1. Das Schreiben der Beklagten, mit dem sie dem Kläger erklärte, ihre Entlassungserklärung vom 15. 12. 2004 mit sofortiger Wirkung zurückzunehmen, wurde ihm gleichzeitig mit der neuerlichen Entlassungserklärung vom 20. 12. 2004 zugestellt. Dem Klagebegehren, das sich (nur) gegen die zweite Entlassungserklärung wendete, hielt die Beklagte entgegen, die zweite Entlassung sei - aus näher dargelegten Gründen - berechtigt und wirksam gewesen. Die erste Entlassung sei wieder zurückgenommen worden und „daher" nicht mehr verfahrensgegenständlich; es bleibe unbestritten, dass das Dienstverhältnis durch die zweite Entlassungserklärung beendet worden sei. Erst in der letzten Tagsatzung wandte die Beklagte weiters ein, das Klagebegehren sei auch deshalb unberechtigt, weil das Dienstverhältnis bereits im Zeitpunkt der zweiten Entlassungserklärung nicht mehr bestanden habe; die erste Entlassung sei nämlich rechtswirksam geworden, weil der Kläger keine Anfechtungsklage erhoben habe.

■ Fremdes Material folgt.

PR #6002, opened 2026-04-27
fix: preserve meaningful DataFrame index in ui.aggrid.from_pandas and ui.table.from_pandas

### LINKED ISSUE #5995: aggrid.from_pandas ignores index
### First Check

### Example Code

```python
import pandas as pd
from nicegui import ui

df = pd.DataFrame(
    data={"col1": [1, 2], "col2": [3, 4]},
    index=["row1", "row2"]
)

ui.aggrid.from_pandas(df)

ui.run()
```

### Description

The provided index is ignored.
I would expect it to be shown as row titles, visually similar to the column header.

### NiceGUI Version

3.10.0 (from conda-forge)

### Python Version

3.13.13

### Browser

Firefox

### Operating System

Linux

### Additional Context

_No response_

DarkRiddle1212:
### Motivation

`ui.aggrid.from_pandas(df)` and `ui.table.from_pandas(df)` silently dropped the DataFrame index, causing data loss whenever the index carried information (named index, custom RangeIndex, MultiIndex, etc.). Closes #5995.

The design — auto-include rather than opt-in via a flag — was settled in [#5995 (comment)](https://github.com/zauberzeug/nicegui/issues/5995#issuecomment-4319377778): the previous behavior was effectively silent data loss, and users who deliberately want to hide the index can do so with `df.reset_index(drop=True)` before passing the DataFrame.

### Implementation

- New helper `nicegui.helpers.is_default_range_index(df)` returns `True` only for the canonical unnamed `RangeIndex(0, n, 1)`. Any other index — named, non-default range, MultiIndex, etc. — is considered informative.
- `Aggrid.from_pandas` and `Table._pandas_df_to_rows_and_columns` call `df.reset_index()` whenever the helper returns `False`, so the index becomes regular column(s).
- `from_polars` is unaffected: Polars DataFrames don't have an index, so there is no parallel change needed.
- Tests are parametrized over named, custom-range, string, MultiIndex, and default-RangeIndex cases for both `ui.aggrid` and `ui.table`.

### Progress

- [ ] Documentation has been added/updated.
- [ ] No breaking changes to the public API.


falkoschindler:
Thanks a lot for the pull request, @DarkRiddle1212!
The new pytests for `ui.aggrid` are failing though. Can you, please, have a look? Thanks!

DarkRiddle1212:
Hi @falkoschindler, I've pushed a fix for the failing ui.aggrid pytest. Please have another look when you get a chance

falkoschindler (commented):
I pushed a few follow-ups on top of your commits to tighten the implementation, deduplicate the detection between `ui.aggrid` and `ui.table`, and document the behavior change:

- Detector simplified — unreachable `MultiIndex` clause and redundant inner `isinstance` guard dropped (897aec85).
- WHAT-not-WHY comments removed alongside the simplification.
- Duplicated detection logic extracted into `nicegui.helpers.is_default_range_index` (08362a95).
- Five separate index tests collapsed into one parametrized test per element (d3e206d2).
- PR description rewritten to follow the repo template and to mention that Polars has no index, so `from_polars` is unaffected.
- Docstring updates to document the auto-include behavior, the `df.reset_index(drop=True)` escape hatch, and a `*Since version 3.12.0*` marker.

### One open question

Looking at this side-by-side:

```python
ui.aggrid.from_pandas(pd.DataFrame({'value': [1, 2]}, index=pd.RangeIndex(0, 2)))  # hides index
ui.aggrid.from_pandas(pd.DataFrame({'value': [1, 2]}, index=pd.RangeIndex(1, 3)))  # shows index
```

Two near-identical DataFrames produce different schemas because of the `start`/`step` checks in `is_default_range_index`. Would you be open to narrowing the heuristic to:

> Hide the index iff it's an _unnamed_ `RangeIndex`. Show it for named indexes and for anything that isn't a `RangeIndex`.

That drops the `start == 0` and `step == 1` clauses from the helper, which collapses the whole check to `isinstance(df.index, pd.RangeIndex) and df.index.name is None` — short enough that we could inline it at both call sites and drop `helpers.data` entirely. One parametrized test case flips (`pd.RangeIndex(start=100, stop=102)` moves from `expected` to `unexpected`). Pros: a one-sentence rule, no surprising visual difference between the two examples above. Con: someone who deliberately constructs `pd.RangeIndex(start=5, stop=7)` and wants those numbers visible has to either name the index or call `df.reset_index()` themselves — both trivial.

Happy to push it as a follow-up commit, or you can take it. What do you think? Also pinging @NichtJens / @evnchn from the original issue thread in case you have an opinion.

evnchn:
@falkoschindler As a plain `RangeIndex` with specified start and stop, such as `pd.RangeIndex(start=5, stop=7)`, has uses beyond display (consider `df.loc[5]` then returns the first row, same as `df.iloc[0]`), the fact that a `RangeIndex` is there does NOT mean the user is using the index visually. I would argue that the named indexes opt-in is fair.

NichtJens:
Regarding the open question:

On the one hand, "RangeIndex needs to be named to show" is quite simple to explain. Which IS a great point!

On the other hand, would anyone ever do this?
```python
ui.aggrid.from_pandas(pd.DataFrame({'value': [1, 2]}, index=pd.RangeIndex(0, 2)))
```

So, in fact, the comparison would be between:
```python
ui.aggrid.from_pandas(pd.DataFrame({'value': [1, 2]}))  # hides index
ui.aggrid.from_pandas(pd.DataFrame({'value': [1, 2]}, index=pd.RangeIndex(1, 3)))  # shows index
```

Which are definitely not near-identical :)

Since I am clearly also undecided, maybe the solution is to implement the simpler rule, but mention:

> If you want an index like `pd.RangeIndex(start=5, stop=7)` to be visible, you need to name it.

as well as `df.reset_index()` specifically in the docs?

evnchn:
@NichtJens While `ui.aggrid.from_pandas(pd.DataFrame({'value': [1, 2]}, index=pd.RangeIndex(0, 2)))` is an interesting argument in vaccum, does not hold when considering one cannot exclude the fact that the user code may be:

```py
index_start = 0 # user-provided, can be any number
ui.aggrid.from_pandas(pd.DataFrame({'value': [1, 2]}, index=pd.RangeIndex(index_start, index_start+2)))
```

It would be very awkward if, both unnamed, `index_start=0` (index suddenly hidden) and say `index_start=5` (index suddenly shown) behaves differently, which is what happens when you try to detect in-band by catching the index start and step numbers in your suggestion.

Since we cannot show index for unnamed `index_start=0` otherwise all dataframes suddenly get one more index, and frankly sorry I cannot concede and I insist that for a good API design the opt-in mechanism should be out-of-band, that I believe **all un-named index gets hidden, no matter the `index_start`** and **name your index for it to show up** is the desired outcome.

NichtJens:
@evnchn Not entirely sure I follow. I think you are arguing against something I didn't say. I think, we all agree on the desired solution, actually.

However, I would argue that in your new example, the indices should always be shown since the user has control over their values and thus should also see them in case they are starting from 0. Or, in other words, why would you give the user a way to set something if that something has no impact on the result?

But again, I am fully for "name your index for it to show up" as the rule.

falkoschindler:
@NichtJens One thing worth flagging before we lock this in: a strict "named only" rule would not fix your original example.

```python
df = pd.DataFrame(data={"col1": [1, 2], "col2": [3, 4]}, index=["row1", "row2"])
```

That index is an unnamed `Index`, so under "name your index for it to show up" the row labels `row1` / `row2` would still be dropped — same bug you reported.

The proposal in [my earlier review](https://github.com/zauberzeug/nicegui/pull/6002#pullrequestreview-4182336400) — hide iff the index is an **unnamed `RangeIndex`** — keeps your example working (string `Index` → shown) and also addresses @evnchn's parameterized-start concern (any unnamed `RangeIndex` is hidden regardless of bounds, no in-band flip). I think that's still the right rule.

NichtJens:
@falkoschindler Ah, sorry! That got lost on the way. I had it as "RangeIndex needs to be named to show" (as the non-RangeIndex are not controversial anyway). And then I copied @evnchn's version "name your index for it to show up" for my last reply.

Bottom line: I think your proposal is the best-of solution with the least surprises.

falkoschindler (approved):
Great! Looks like we agree on the current implementation.
Let's merge! 🚀

DarkRiddle1212:
Really appreciate the thoughtful reviews and refinements from everyone. Thanks for helping shape this into a cleaner solution. Happy to contribute and learn through the process
Also, apologies for going quiet during the discussion, I got pulled into work and couldn't keep up with the conversation as closely as I wanted. I appreciate everyone carrying it forward.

Das Berufungsgericht hielt dieser Einwendung unter anderem entgegen, sie widerspreche Treu und Glauben, weil die Beklagte bis zuletzt im erstinstanzlichen Verfahren die Ansicht vertreten habe, ihre erste Entlassungserklärung sei wirksam zurückgenommen worden. Dieser Auffassung ist beizutreten. Selbst wenn die Rechtsauffassung der Revisionswerberin zutreffen sollte, dass der Kläger sein Einverständnis mit einer Rücknahme der Entlassungserklärung nicht hinreichend deutlich erklärt hat, so konnte die Erklärung der Beklagten, ihre erste Entlassungserklärung „mit sofortiger Wirkung zurückzunehmen", vom Kläger jedenfalls dahin verstanden werden, dass sie sich auch in Zukunft nicht darauf berufen werde, diese (zurückgenommene) Entlassungserklärung habe eine Beendigung des Dienstverhältnisses herbeigeführt. Dieses (übereinstimmende) Verständnis der „Rücknahmeerklärung" ergibt sich nicht nur aus dem Verhalten des Klägers - der insbesondere eine Anfechtung der ersten Entlassungserklärung unterlassen hat -, sondern auch aus den Prozesserklärungen der Beklagten, die bis kurz vor Ende der mündlichen Streitverhandlung wiederholt erklärt hat, es gehe in diesem Verfahren allein um die Entlassung vom 20. 12. 2004. Auch wenn die Rücknahme der ersten Entlassungserklärung allenfalls unwirksam geblieben sein sollte, kann auf den zuletzt in sittenwidriger Weise erhobenen Einwand der Beklagten nicht Bedacht genommen werden, weil diese den Kläger, der stets zu erkennen gegeben hat, dass er das Dienstverhältnis fortsetzen will, geradezu dazu veranlasst hatte, der ersten Entlassungserklärung keine Beachtung mehr zu schenken. Ob im konkreten Fall bestimmte Einwendungen einer Prozesspartei gegen Treu und Glauben verstoßen bzw als sittenwidrig nicht zu beachten sind, kommt stets auf die Umstände des Einzelfalls an, sodass insoweit eine erhebliche Rechtsfrage im Sinne des § 502 Abs 1 ZPO nicht vorliegt. Wie bereits dargelegt, ist dem Berufungsgericht auch eine erhebliche Fehlbeurteilung, die zur Wahrung der Rechtssicherheit oder der Einzelfallgerechtigkeit aufgegriffen werden müsste, nicht vorzuwerfen.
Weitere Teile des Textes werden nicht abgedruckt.